Let’s explore both of these contexts individually, starting with date components as a representation of a calendar date:


Date Components as a Representation of a Calendar Date

Extracting Components from a Date

DateComponents objects can be created for a particular date using the Calendar method components(_:from:):

let date = Date() // 2018-10-10T10:00:00+00:00
let calendar = Calendar.current
calendar.dateComponents([.year, .month, .day], from: date)
// (year: 2018, month: 0, day: 10)

Each property in DateComponents has a corresponding entry in the Calendar.Component enumeration.

For reference, here’s what the dateComponents(_:from:) method produces when you specify all of the available calendar units:

import Foundation

let date = Date() // 2018-10-10T10:00:00+00:00
let calendar = Calendar.current
let dateComponents = calendar.dateComponents(
    [.calendar, .timeZone,
     .era, .quarter,
     .year, .month, .day,
     .hour, .minute, .second, .nanosecond,
     .weekday, .weekdayOrdinal,
     .weekOfMonth, .weekOfYear, .yearForWeekOfYear],
    from: date)
Component Value
calendar gregorian
timeZone America/Los_Angeles
era 1
quarter 0
year 2018
month 10
day 10
hour 10
minute 0
second 0
nanosecond 0
weekday 4
weekdayOrdinal 2
weekOfMonth 2
weekOfYear 41
yearForWeekOfYear 2018
isLeapMonth false

One of the advantages of learning Foundation APIs is that you gain a deeper understanding of the domains that it models. Unless you’re a horologist or ISO 8601 enthusiast, there are probably a few of these components that you’re less familiar with, so let’s take a look at some of the more obscure ones:

Era and Year

The Gregorian calendar has two eras: BC and AD (alternatively, C.E. and B.C.E). Their respective integer date component values are 0 and 1. No matter what the era is, the year component is always a positive number.

Quarter

In academia and business, calendar years are often divided up into quarter (Q1, Q2, Q3, Q4).
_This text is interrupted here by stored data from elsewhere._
Issue #1124, opened 2016-06-14
Switch database code to SQLAlchemy instead of Peewee


arikfr:
Following the discussion in #876, we should switch the database code (models) to SQLAlchemy instead of Peewee.

(Related: #1123)

arikfr:
Done! :-)

PR #1417, opened 2016-11-21
Change: Replace Peewee with SQLAlchemy/Alembic

washort:
- [x] Describe current DB schema using SQLAlchemy's ORM
- [x] Switch test setup to SQLAlchemy
- [x] Rewrite all queries using SQLAlchemy query API
    - [x] Rewrite queries in CLI commands
    - [x] Rewrite queries in HTTP handlers
- [x] Fix admin views to work with SQLAlchemy
- [ ] Set up Alembic for schema migrations
    - [x] Add to the project (using Flask-Migrate)
    - [x] Transfer migrations from v1 to Alembic (only the `is_draft` one)
    - [x] Rename old migrations folder to `old_migrations` (might just delete it)
    - [ ] Add some code in startup script to check if we're at a recent version of the DB, and if not stop execution (with the option to disable this with a configuration override).
    - [x] Add "protection" script in the new migrations folder that prints a message to those who try to run migration "old style".
    - [x] Check if we need to call `alembic stamp head` when creating the DB at the first time.
- [x] Replace `MeteredModel` with SQLAlchemy timing events


redash/handlers/base.py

Weekday, Weekday Ordinal, and Week of Month

Weekdays are given integer values starting with 1 for Sunday and ending with 7 for Saturday.

But the first weekday varies across different locales. The first weekday in the calendar depends on your current locale. The United States, China, and other countries begin their weeks on Sunday. Most countries in Europe, as well as India, Australia, and elsewhere typically designate Monday as their first weekday. Certain locales in the Middle East and North Africa use Saturday as the start of their week.

The locale also affects the values returned for the weekdayOrdinal and weekOfMonth components. In the en-US locale, the date components returned for October 7th, 2018 would have weekdayOrdinal equal to 1 (meaning “the first Sunday of the month”) and a weekOfMonth value of 2 (meaning “the second week of the month”).

Week of Year and Year for Week of Year

These two are probably the most confusing of all the date components. Part of that has to do with the ridiculous API name yearForWeekOfYear, but it mostly comes down to the lack of general awareness for ISO week dates.

The weekOfYear component returns the ISO week number for the date in question. For example, October 10th, 2018 occurs on the 41st ISO week.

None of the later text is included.